Page MenuHomePhabricator

Clean up CirrusSearch job retries
Open, MediumPublic

Description

Currently CirrusSearch jobs are configured to not do any retries cause cirrus jobs manage retries internally.

Instead, cirrus jobs should report success in case they failed and have scheduled a retry, and let change-prop do overall retries in case of a catastrophic job failure.

Event Timeline

Restricted Application added a subscriber: Aklapper. · View Herald Transcript

let change-prop do overall retries in case of a catastrophic job failure.

I think part of the problem is that retries aren't catastrophic failure in cirrusserach. In our jobs retries are a natural and expected part of operations.

I think part of the problem is that retries aren't catastrophic failure in cirrusserach.

I mean more like MW jobrunner hardware failure or nuclear attack on the datacenter :) Basically the ticket is about checking that cirrus jobs report success if they posted their own retry and then setting change-prop retry policy to standard 2 retries on failure - in case something unexpected happens.

let change-prop do overall retries in case of a catastrophic job failure.

I think part of the problem is that retries aren't catastrophic failure in cirrusserach. In our jobs retries are a natural and expected part of operations.

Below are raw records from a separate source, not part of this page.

PR #2121, opened 2026-09-08
Hcal cosmic teststand geometry at ESA

WildeHedin:

This code adds a gdml file called ldmx-hcal-teststand that describes some of the HCal components of the first proposed design of the teststand that will be used to measure cosmic muons. The geometry includes two HCal sections that each consist of 8 layers of 8 scintillator bars and a scintillator cover. Mounting plates have not been included. In addition the geometry has been defined in the file hcal_geometry.py.

When simulating cosmic muons through the geometry and using the processors HcalDigiProducer and HcalRecProducer, some strange discrepancies occur in the energy detected in the scintillator bars. This does not occur when using HcalSimpleDigiAndRecProducer. I have not had time to figure out why. This should be considered if the geometry is ever used. For more details check out my thesis: [https://lup.lub.lu.se/student-papers/search/publication/9246704](url)

## Check List

This is the teststand design that the geomety is based on:
Skärmbild 2026-02-28 162234
These two images show the detector geometry when using the Geant4 visualizer OpenGL:
IMG_0787 (1)
prototyp_geometry_side
This image show the detected energy in the scintillator bars dependent on the cosmic muons incoming angle (using HcalSimpleDigiAndRecProducer):
touseforPRangle


tvami:
There is a naming convention for the geometries

https://github.com/LDMX-Software/ldmx-sw/tree/trunk/Detectors/data#naming-convention

and given that this will at one point become the full cosmic test stand, not just HCAL, I'd really suggest to remove hcal in the name. 

With that in mind, I think some of these GDMLs should be merged into less files, so it's easier to add the other subdetectors later

DetDescr/python/hcal_geometry.py
```diff
@@ -539,3 +624,6 @@ class HcalGeometry:
     v2_prototype: HcalReadoutGeometry = field(
         default_factory=HcalReadoutGeometry.make_v2_prototype
     )
+    cosmic_prototype: HcalReadoutGeometry = field(
```
cjbarton151, line 627:
```suggestion
    teststand_prototype: HcalReadoutGeometry = field(
```

Detectors/data/ldmx-teststand/detector.gdml
```diff
@@ -0,0 +1,67 @@
+<?xml version="1.0" encoding="UTF-8"?>
+<!DOCTYPE gdml [
+<!ENTITY constants SYSTEM "constants.gdml">
+<!ENTITY materials SYSTEM "materials.gdml">
```
cjbarton151, line 4: A few months ago I made one big `materials.gdml` file and moved it to a separate directory. It's now shared between most of the current geometries. I'd appreciate it if you could update that file with any new materials you added, then delete this file. If you don't feel like messing around with that, I can tidy it up in a separate commit

cjbarton151: You can look at the beginning lines of the gdml files in another current geometry, for example ldmx-det-v15-8gev, to see how the shared directory is implemented (in this case you could just replace "materials.gdml" with "shared_gdml_files/materials.gdml")

Detectors/data/ldmx-teststand/gdml.xsd
```diff
@@ -0,0 +1,225 @@
+<?xml version="1.0" encoding="UTF-8"?>
```
cjbarton151, line 1: The XSD files are all now shared as well, and in this case it's automatic, so you can safely delete all .xsd files in this commit.

Detectors/data/ldmx-teststand/detector.gdml
cjbarton151: You can do the same with visattributes.gdml, and update the VisAttributes in hcal.gdml to match the VisAttributes available in the shared file

cjbarton151 (changes requested):

tvami:
> There is a naming convention for the geometries
> 
> https://github.com/LDMX-Software/ldmx-sw/tree/trunk/Detectors/data#naming-convention
> 
> and given that this will at one point become the full cosmic test stand, not just HCAL, I'd really suggest to remove hcal in the name.
> 
> With that in mind, I think some of these GDMLs should be merged into less files, so it's easier to add the other subdetectors later

Sorry I was not explicetly suggesting a name earlier, but based on the README this should be called maybe `ldmx-esa-cosmic-v1`

tvami:
@mgignac suggested that this should be `ldmx-esa-cosmic26-v1` which I think is a good addition to the name

cjbarton151 (approved):
Looks good to me! Visualization works, and I ran a test config with LHE files from the cosmic muon generator and I'm getting nonzero output in HcalSimHits. Thanks for being persistent and continuing work on this with us :^)

bryngemark (approved):
Thanks @WildeHedin for sharing this work back to LDMX! Looks good to me.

The context for this ticket is that I found the changeprop-jobqueue configuration too complicated, in particular that we use ChangeProp's own concept of retries in some cases here, and actually hardcode this for some jobs in the changeprop-jobqueue service.

The reason for this being surprising and undesirable to me is that MediaWiki already does this. Part of the job metadata submitted to changeprop-jobqueue from MediaWiki by, for example, CirussSearch is Job::allowRetries(). When a job fails, and it allows retries, MediaWiki re-queues it upto 3 times. There is no need for this to be hardcoded at the changeprop level.

For CirussSearch, I'm aware that it has some jobs that don't need retries or that feature their custom retry logic. That's fine. Either way, disabling CirrusSearch-job-retries inside changeprop config is redundant. These CirussSearch jobs always return "success" to MW/JobQueue and the CirussSearch job may or may not have internally caught and error and requeued a variant of itself by then. This unconditional "success" marking has been correctly done on the CirussSearch side for a long time now, so this changeprop config can just be removed.

The reason for this coming up now is T253673. As part of that I've been thinking about what happens when we forcefully kill/restart php-fpm across the fleet, and that includes jobrunners. As such, there is a scenario where CirussSearch won't be unable to "catch" this and requeue from within the runtime. I don't know whether you have a preference for how we handle this, but as it stands today, I suspect those jobs would be lost since changeprop-jobqueue has been hardcoded to not allow retries for CirussSearch jobs.

At the conclusion of T253673, the php-fpm restarts we do around deployments today will happen by default instead of only on some days for some servers.

Thanks for the context, that is very helpful. Everything in cirrus is a bit weird because it's trying to implement multi-cluster replication through the job queue. It does make sense that actual catastrophic failures, either because php-fpm was restarted or whatever, need to get retried at the job queue level. I'll review our jobs and make sure we are sending appropriate return codes from the job execution, then swap over the allowRetries.

Removing inactive assignee (Platform Engineering: Please unassign tasks of previous team members.)